Looking back now, having the experience of breast cancer, being a survivor I would probably chase the wisp. I would be tempted to see my fate.  But in the end just like Merida I would fight to restore my destiny. I am a better woman because of my fight, because of my personal battle with the beast. I am stronger; I am free because of my battle. I know exactly who I am and why. I am confident in my faith, fully believing, “She does not fear bad news; she confidently trusts the Lord to take care of her.” (Psalms 112:7) When all is said and done I wouldn’t change my story or my destiny. And that leads us to Life Lesson #75 ~  changing our fate. If you could change it, would you? This is a question I have asked myself many times.  And the answer is no, I wouldn’t. It takes courage to stay the course, not to chase your desired destiny over the cliff or attempt to change your fate.  My advice, wear your courage as a crown. Remember when you’re tempted, overcome by life’s unfair twists and turns, “Crowns aren’t made of rhinestones, they are made of discipline, determination and a hard to find alloy called courage.” You see courage is the key to living a life well spent. No, we can’t control everything that walks into our lives. We definitely can’t keep the beast from setting up camp, attempting to dampen our fire or even what happens to us in the process. But we CAN be bold and courageous just as Joshua 1:9 says, “Remember that I have commanded you to be determined and confident! Do not be afraid or discouraged, for I, the Lord your God, am with you wherever you go.”

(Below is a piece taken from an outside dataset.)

PR #2938, opened 2026-08-03
fix: stop stale node view positions crashing the editor

### LINKED ISSUE #2937: RangeError: Position N out of range — getBlockFromPos resolves an unvalidated getPos() during nodeView mount
### What's broken?

`getBlockFromPos` calls `doc.resolve(pos)` with no bounds check against `doc.content.size`, so when a node view is constructed with a `getPos()` that points past the end of the current document, ProseMirror throws a raw `RangeError: Position N out of range` out of the render path.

Breast cancer, she’s a savage, a barbarian, a monster, a demon and a devil. She has tried to plague me but she has not taken me. I am not her target at will. Nor am I an arrow inside her quiver or at her fingertips. No she is my prey and I am her worst nightmare. And while she may have been my fate, shaping my destiny, I am not her story to tell, she is mine. For as Merida so beautifully conveys, “There are those who say fate is something beyond our command. That destiny is not our own, but I know better. Our fate lives within us, you only have to be brave enough to see it.”